# Ventrilo Traffic?



## FishHeadthereal (10. Mai 2004)

Hallo ich bin ganz neu auf dem gebiet und wollt mich jetzt mal en bisschen Infomieren. Wenn ich mir einen Shell-Account hol und da einen Ventriloserver draufpack weis jemand wie hoch da der Traffic ungefähr sein wird?
Was gibt es bei Shell-Accounts noch zu beachten?

Thx


----------



## Daniel Bernhardt (10. Mai 2004)

Hi FishHeadthereal,

du kannst nicht pauschal sagen wie hoch der Traffic sein wird. Wieviele Personen werden deinen Server benutzen? Wie lange werden diese deinen Server benutzen (Nachts weniger als Tags)? Bei einem Voice Server ist der Traffic auch noch davon abhängig, wieviel gesprochen wird. 

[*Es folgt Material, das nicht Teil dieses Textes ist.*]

Issue #549, opened 2021-03-22
Set year/month/day all at once


zyxw59:
With the `Datelike` trait, there are methods to return a new date with a different year/month/day. However, these do not provide the ability to easily set more than one of those at once, since the intermediate value might not be valid.

e.g.

```rust
let a = NaiveDate::from_ymd(2019, 1, 29);
let b = NaiveDate::from_ymd(2020, 2, 29);

fn with_year_month_1<D: Datelike>(date: &D, year: i32, month: u32) -> Option<D> {
  date.with_year(year)?.with_month(month)?
}

fn with_year_month_2<D: Datelike><date: &D, year: i32, month: u32) -> Option<D> {
  date.with_month(month)?.with_year(year)?
}

with_year_month_1(a, 2020, 2); // -> Some(2020-02-29)
with_year_month_2(a, 2020, 2); // -> None (2019-02-29 is invalid)
with_year_month_1(b, 2019, 1); // -> None (2019-02-29 is invalid)
with_year_month_2(b, 2019, 1); // -> Some(2020-01-29)
```

It would be useful to have a method which applied multiple of these methods at once, without checking for validity of intermediate dates.

pitdicker:
If you want to replace two of the three parts of a date, is it not just as easy to create a new date?
Example:
```rust
use chrono::{NaiveDate, Datelike};

let a = NaiveDate::from_ymd(2019, 1, 29);
let b = NaiveDate::from_ymd(2020, 2, 29);

NaiveDate::from_ymd_opt(2020, 2, a.day()); // Some(2020-02-29)
NaiveDate::from_ymd_opt(2019, 1, b.day()); // Some(2019-01-29)
```

This is less tricky to get right.

jtmoon79:
At first glance, I'm hesitant to add more API "surface area" for something that is fairly trivial for the user to do.

However, the OP makes a good point that there is this non-obvious "gotcha" occurring here. (My two cents)

pitdicker:
Maybe we should add some documentation to `Datelike::with_month` or even to the `Datelike` trait itself on how to change multiple values at once.

jtmoon79:
> Maybe we should add some documentation to `Datelike::with_month` or even to the `Datelike` trait itself on how to change multiple values at once.

My preference is the OPs suggestion but documentation is better than nothing.

pitdicker:
Added some documentation in https://github.com/chronotope/chrono/pull/1199.

PR #1199, opened 2023-07-24
Add warning against combining multiple `Datelike::with_*`

pitdicker:
This documents the various error causes for the `Datelike::with_*` methods and adds a warning against combining multiple `Datelike_with_*`. See some discussion in https://github.com/chronotope/chrono/issues/549.

### DIFF
--- a/src/traits.rs
+++ b/src/traits.rs
@@ -1,6 +1,33 @@
 use crate::{IsoWeek, Weekday};
 
 /// The common set of methods for date component.
+///
+/// Methods such as [`year`], [`month`], [`day`] and [`weekday`] can be used to get basic
+/// information about the date.
+///
+/// The `with_*` methods can change the date.
+///
+/// # Warning
+///
+/// The `with_*` methods can be convenient to change a single component of a date, but they must be
+/// used with some care. Examples to watch out for:
+///
+/// - [`with_year`] changes the year component of a year-month-day value. Don't use this method if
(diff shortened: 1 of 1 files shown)


src/traits.rs
```diff
@@ -1,6 +1,32 @@
 use crate::{IsoWeek, Weekday};
 
 /// The common set of methods for date component.
+///
+/// Methods such as [`year`], [`month`], [`day`] and [`weekday`] can be used to get basic
+/// information about the date.
+///
+/// The `with-*` methods can change the date.
```
djc, line 8: Let's use `with_` consistently instead of sometimes using `with-`.

src/traits.rs
```diff
@@ -1,6 +1,32 @@
...
+///
+/// # Warning
+///
+/// The `with-*` methods can be convenient to change a single component of a date. But use them
```
djc, line 12: Sentences starting with "But" don't read that well... Maybe something like this?

"The `with-*` methods provide a convenient way to change a single component of a date, but they must be used with care. Examples to watch out for:"

I find bullet lists easier to review in code with a blank line before the first bullet (between the "Examples to watch out for:" and the first bullet).

djc (approved):
Nice!

src/traits.rs
pitdicker: Oops, that was a `-` by mistake.

djc (approved):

Was du noch beachten musst?

Was hast du denn für Bedingungen die deine Shell erfüllen muss?

Gruß,
Daniel


----------



## FishHeadthereal (10. Mai 2004)

Hmm also am besten währe eine Liste mit ungefähren MB pro Person (bei dauerreden  ) pro Minute von mehreren Codecs. Ein Codec währe aber schon mal ein Anfang


----------



## Tim C. (10. Mai 2004)

Kannst du dir doch vergleichsweise leicht selber errechnen. Bei den Codecs sind die kbps (kilobits per Second) meist angegeben. Gehen wir jetzt mal davon aus, dass diejenigen, die kbps angeben, bewusst das kleine k nutzen und damit 1000 meinen (1024 wäre ein großes K), dann kannst du so leicht hochrechnen, wieviel Traffic das ganze verursachen würde.


----------



## FishHeadthereal (10. Mai 2004)

hey du hast recht 

habe mir das grad angekuckt und da gibt es einen Codec der heist GSM 6.10 ich schätz mal das 6.10 die Bitrate ist. Das kann doch aber nich sein oder?

Thx


----------